A new photovoltaic energy-conversion system developed at MIT can be powered solely by heat, generating electricity with no sunlight at all. While the principle involved is not new, a novel way of engineering the surface of a material to convert heat into precisely tuned wavelengths of light — selected to match the wavelengths that photovoltaic cells can best convert to electricity — makes the new system much more efficient than previous versions.

According to the U.S. Energy Information Administration, 92 percent of all the energy we use involves converting heat into mechanical energy, and then often into electricity — such as using fuel to boil water to turn a turbine, which is attached to a generator. But today’s mechanical systems have relatively low efficiency, and can’t be scaled down to the small sizes needed for devices such as sensors, smartphones or medical monitors.

It has long been known that photovoltaic (PV) cells needn’t always run on sunlight. Half a century ago, researchers developed Thermophotovoltaics (TPV), which couple a PV cell with any source of heat: A burning hydrocarbon, for example, heats up a material called the thermal emitter, which radiates heat and light onto the PV diode, generating electricity. The thermal emitter’s radiation includes far more infrared wavelengths than occur in the solar spectrum, and “low band-gap” PV materials invented less than a decade ago can absorb more of that infrared radiation than standard silicon PVs can. But much of the heat is still wasted, so efficiencies remain relatively low.

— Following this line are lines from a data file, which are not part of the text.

Issue #2752, opened 2026-06-09
fix and upgrade weekly docs check


mccalluc:
- Fix failures (either add ignores or fix links)
- Upgrade: `Node.js 20 actions are deprecated`

PR #2753, opened 2026-06-09
Maintenance: upgrade github actions

mccalluc:
- Towards #2752

Looked at the release notes, and I don't think there are any breaking changes.


eddiestudies (approved):
Looks good.

We will need to run through each build soon to catch any surprise bugs from this change. 

Github actions are hard to test before the edit, best to check them before they are needed.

Heat to Power Generating Micro-Reactors based on ThermoPhotovoltaic MaterialsMIT reasearchers team developed a variety of silicon chip micro-reactors, each of these contains photonic crystals on both flat faces, with external tubes for injecting fuel and air and ejecting waste products. Inside the chip, the fuel and air react to heat up the photonic crystals. In use, these reactors would have a photovoltaic cell mounted against each face, with a tiny gap between, to convert the emitted wavelengths of light to electricity.

Based on that technology, MIT researchers have made a button-sized power generator fueled by butane that can run three times longer than a lithium-ion battery of the same weight; the device can then be recharged instantly, just by snapping in a tiny cartridge of fresh fuel. Another device, powered by a radioisotope that steadily produces heat from radioactive decay, could generate electricity for 30 years without refueling or servicing — an ideal source of electricity for spacecraft headed on long missions away from the sun.

The button-like device that uses hydrocarbon fuels such as butane or propane as its heat source — known as a Micro-Thermophotovoltaic (TPV) Power Generator — has at its heart a “micro-reactor” designed by Klavs Jensen, the Warren K. Lewis Professor of Chemical Engineering, and fabricated in the Microsystems Technology Laboratories. While the device achieves a fuel-to-electricity conversion efficiency three times greater than that of a lithium-ion battery of the same size and weight, Celanovic is confident that with further work his team can triple the current energy density. “At that point, our Thermophotovoltaic Generator could power your smartphone for a whole week without being recharged,” he says.

The key to this fine-tuned light emission lies in a material with billions of nanoscale pits etched on its surface. When the material absorbs heat — whether from the sun, a hydrocarbon fuel, a decaying radioisotope or any other source — the pitted surface radiates energy primarily at these carefully chosen wavelengths.